In all honesty, does one really want Veronica Ferres commemorating Jackson as both a “genius” and a “perpetual child”? Does one truly enjoy the on-screen bully, Detlev D. Soost, weeping for the late, great performer as if he were a “member of the family”? And do we really need a statement of moral righteousness (“Everyone judged him, yet no one was there”) from the eternal après-ski party man, DJ Ötzi? But that’s what happened on the “Exclusive” special broadcast with Frauke Ludowig on primetime German television.

It was the largest public display of mourning since the death of Princess Diana but it is an event remarkably different from that fatal day in 1997. An important aspect of the tragic descent of Michael Jackson has become painfully obvious over the past few days: someone with friends like Jackson does not need enemies. The man wasn’t even on the medical examiner’s autopsy table and people supposedly close to him were already mercilessly psychoanalyzing him in front of RTL cameras.

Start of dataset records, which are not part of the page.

PR #564, opened 2025-10-31
Remove signal-unsafe functions from handlers to avoid crash

### LINKED ISSUE #563: distccd crashes on macOS if signaled during forking
As discussed on #548 , macOS CI is failing sporadically, exposing a real issue with the signal handler crashing if invoked early (in all cases I've seen it's if it's invoked during dcc_create_kids).

It can be manually reproduced with the following one liner:

```
$ ./distccd -j1000 --no-detach --port 8080 --verbose --log-file=/tmp/distccd.log --allow=MYIP --enable-tcp-insecure & sleep 0.2 && kill $!
```

I've confirmed that its an issue with calling unsafe functions in the signal handler ([signal-safety(7)](https://www.man7.org/linux/man-pages/man7/signal-safety.7.html)).

I've got stack traces of it failing on strsignal (which mallocs on macOS):

```
* thread #1, stop reason = signal SIGSTOP
  * frame #0: 0x000000018de6f08c libsystem_platform.dylib`_os_unfair_lock_recursive_abort + 36
    frame #1: 0x000000018de6a1ac libsystem_platform.dylib`_os_unfair_lock_lock_slow + 336
    frame #2: 0x000000018dc6a740 libsystem_malloc.dylib`small_malloc_should_clear + 156
    frame #3: 0x000000018dc6a5b8 libsystem_malloc.dylib`szone_malloc_should_clear + 128
    frame #4: 0x000000018dc86770 libsystem_malloc.dylib`_malloc_zone_malloc + 156
    frame #5: 0x000000018dd819b0 libsystem_c.dylib`strsignal + 164
    frame #6: 0x000000010250ac68 distccd`dcc_daemon_terminate(whichsig=15) at dsignal.c:127:25 [opt]
    frame #7: 0x000000018de6c4e4 libsystem_platform.dylib`_sigtramp + 56
    frame #8: 0x000000018dd3ffac libsystem_c.dylib`fork + 56
    frame #9: 0x000000018dd3ffac libsystem_c.dylib`fork + 56
    frame #10: 0x000000010250ae84 distccd`dcc_create_kids(listen_fd=4) at prefork.c:123:20 [opt]
    frame #11: 0x000000010250ae24 distccd`dcc_preforking_parent(listen_fd=4) at prefork.c:92:13 [opt]
    frame #12: 0x000000010250a7ac distccd`dcc_standalone_server at dparent.c:159:15 [opt]
    frame #13: 0x000000010250a014 distccd`main(argc=<unavailable>, argv=<unavailable>) at daemon.c:262:15 [opt]
    frame #14: 0x000000010270d0f4 dyld`start + 520
```

As well as just `printf` (which signal-safety calls out too) from rs_log0:

```
* thread #1, stop reason = ESR_EC_BRK_AARCH64 (fault address: 0x0)
  * frame #0: 0x000000018fc26030 libsystem_platform.dylib`_os_unfair_lock_recursive_abort + 36
    frame #1: 0x000000018fc20b2c libsystem_platform.dylib`_os_unfair_lock_lock_slow + 308
    frame #2: 0x000000018fa84724 libsystem_c.dylib`localeconv_l + 68
    frame #3: 0x000000018fa819fc libsystem_c.dylib`__vfprintf + 172
    frame #4: 0x000000018fa8c158 libsystem_c.dylib`vsprintf_l + 204
    frame #5: 0x000000018fa922a8 libsystem_c.dylib`sprintf + 68
    frame #6: 0x000000010072bbfc distccd`rs_format_msg(buf="distccd", buf_len=4090, flags=6, fn="dcc_daemon_terminate", fmt="terminated by signal %d", va="\U0000000f") at trace.c:254:9 [opt]
    frame #7: 0x000000010072bf40 distccd`rs_logger_file(flags=<unavailable>, fn=<unavailable>, fmt=<unavailable>, va=<unavailable>, UNUSED_private_ptr=<unavailable>, log_fd=3) at trace.c:326:5 [opt]
    frame #8: 0x000000010072be3c distccd`rs_log0 at trace.c:226:15 [opt]
    frame #9: 0x000000010072be08 distccd`rs_log0(level=6, fn="dcc_daemon_terminate", fmt="terminated by signal %d") at trace.c:296:5 [opt]
    frame #10: 0x0000000100726c14 distccd`dcc_daemon_terminate(whichsig=15) at dsignal.c:134:9 [opt]
    frame #11: 0x000000018fc22de4 libsystem_platform.dylib`_sigtramp + 56
    frame #12: 0x000000018fa04ee8 libsystem_malloc.dylib`_malloc_fork_parent + 148
    frame #13: 0x000000018fa04ee8 libsystem_malloc.dylib`_malloc_fork_parent + 148
    frame #14: 0x000000019d7ce4f4 libSystem.B.dylib`libSystem_atfork_parent + 32
    frame #15: 0x000000018faa3454 libsystem_c.dylib`fork + 112
    frame #16: 0x0000000100726e00 distccd`dcc_create_kids(listen_fd=4) at prefork.c:123:20 [opt]
    frame #17: 0x0000000100726da0 distccd`dcc_preforking_parent(listen_fd=4) at prefork.c:92:13 [opt]
    frame #18: 0x0000000100726768 distccd`dcc_standalone_server at dparent.c:159:15 [opt]
    frame #19: 0x0000000100725f18 distccd`main(argc=<unavailable>, argv=<unavailable>) at daemon.c:262:15 [opt]
    frame #20: 0x000000018f86c274 dyld`start + 2840
```

If I delete all `rs_log_info` calls it avoids the crash, but I'll look into a solution that has a signal-safe logger so that we can at the very least log "terminated by signal 15".

akarle:
As discussed in #563, we're seeing the distccd daemon routinely crashing in CI due to calling signal unsafe functions in signal handlers.

I've reproduced the crash locally, seeing it crash on both `strsignal(3)` as well as `rs_log_info` (due to its use of `sprintf(3)`).

It appears there was already a calculated choice to run the risk of tracing in the handler, per the comment in cleanup.c:

     * If from_signal_handler (a boolean) is non-zero, it means that
     * we're being called from a signal handler, so we need to be
     * careful not to call malloc() or free() or any other functions
     * that might not be async-signal-safe.
     * (We do call the tracing functions, which is perhaps unsafe
     * because they call sprintf() if DISCC_VERBOSE=1 is enabled.
     * But in that case it is probably worth the very small risk
     * of a crash to get the full tracing output.)

It's unclear if we still want to take this risk (I've never witnessed a problem on Linux) or what the breakdown of macOS crashes due to strsignal vs sprintf might be, but the easiest way to move the needle for now without losing logging entirely is to disable strsignal on all platforms in signal handlers.

---

**UPDATE:** sprintf was a problem too, so I've updated the PR to remove all unsafe functions and do a best-effor logging of just the bare minimum (the signal number that terminated the program) to stderr.

Fixes #563

### DIFF
--- a/src/cleanup.c
+++ b/src/cleanup.c
@@ -71,11 +71,7 @@ void dcc_cleanup_tempfiles_from_signal_handler(void)
  * If from_signal_handler (a boolean) is non-zero, it means that
  * we're being called from a signal handler, so we need to be
  * careful not to call malloc() or free() or any other functions
- * that might not be async-signal-safe.
- * (We do call the tracing functions, which is perhaps unsafe
- * because they call sprintf() if DISCC_VERBOSE=1 is enabled.
- * But in that case it is probably worth the very small risk
- * of a crash to get the full tracing output.)
+ * (including our tracing) that might not be async-signal-safe.
  *
  * If $DISTCC_SAVE_TEMPS is set to "1", then files are not actually
  * deleted, which can be good for debugging.  However, we still need
@@ -94,7 +90,8 @@ static void dcc_cleanup_tempfiles_inner(int from_signal_handler)
      /* tempus fugit */
     for (i = n_cleanups - 1; i >= 0; i--) {
         if (save) {
-            rs_trace("skip cleanup of %s", cleanups[i]);
+            if (!from_signal_handler)
+                rs_trace("skip cleanup of %s", cleanups[i]);
         } else {
             /* Try removing it as a directory first, and
              * if that fails, try removing is as a file.
@@ -102,7 +99,8 @@ static void dcc_cleanup_tempfiles_inner(int from_signal_handler)
              * if both fail. */
             if ((rmdir(cleanups[i]) == -1) &&
                 (unlink(cleanups[i]) == -1) &&
-                (errno != ENOENT)) {
+                (errno != ENOENT) &&
+                !from_signal_handler) {
                 rs_log_notice("cleanup %s failed: %s", cleanups[i],
                               strerror(errno));
             }
@@ -119,7 +117,8 @@ static void dcc_cleanup_tempfiles_inner(int from_signal_handler)
         cleanups[i] = NULL;
     }
 
-    rs_trace("deleted %d temporary files", done);
+    if (!from_signal_handler)
+        rs_trace("deleted %d temporary files", done);
 }
 
 
--- a/src/distcc.c
+++ b/src/distcc.c
@@ -131,11 +131,7 @@ static void dcc_client_signalled (int whichsig)
 {
     signal(whichsig, SIG_DFL);
 
-#ifdef HAVE_STRSIGNAL
-    rs_log_info("%s", strsignal(whichsig));
-#else
-    rs_log_info("terminated by signal %d", whichsig);
-#endif
+    dcc_log_signal_termination(whichsig);
 
     dcc_cleanup_tempfiles_from_signal_handler();
 
--- a/src/dsignal.c
+++ b/src/dsignal.c
@@ -120,19 +120,8 @@ static void dcc_daemon_terminate(int whichsig)
 
     am_parent = getpid() == dcc_master_pid;
 
-    /* syslog is not safe from a signal handler */
-    if (am_parent && !rs_trace_syslog) {
-#ifdef HAVE_STRSIGNAL
-        char *signame = strsignal(whichsig);
-        /* on macOS, strsignal can return NULL */
-        if (signame != NULL) {
-            rs_log_info("terminated by signal %s", signame);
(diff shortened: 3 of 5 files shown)


akarle:
> Yes, maybe either a simple fprintf(stderr) or if that's not enough just write a static string?

yep! just updated; will test more extensively on macOS tomorrow, but feeling rather confident about this iteration having gotten all the cases

I considered a global `signal_log_fd` or some other metadata on the
loggers so that we could print the message to a log file if we had one
open, but the resulting metadata tracking proved somewhat ugly; stderr
is better than nothing (also consider: when using syslog, we previously
logged nothing for distccd).

sourcefrog (approved):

Leading the pack was Uri Geller, the rough and tumble mystic who spoke to several German news stations about the Oedipal suffering of his late ‘friend’. Why did Jackson have almost 50 operations? The spoon-bending Geller solemnly repeated to RTL what he was supposedly told in an intimate discussion with Jackson: the performer didn’t want to look like his father. In a later interview with ARD news, the apparently stricken magician laid it on thick, offering additional details about Jackson’s private life.

Even this barely sugar-coated battle for attention reminds us of the death of Lady Di, whose title, the “princess of hearts”, has earned merchants millions of dollars since, as they sell devotional objects to the bereft and the curious. One did not have to love Michael Jackson to go to bed sad after the evening news: the King is dead and the groupies are selling what they know.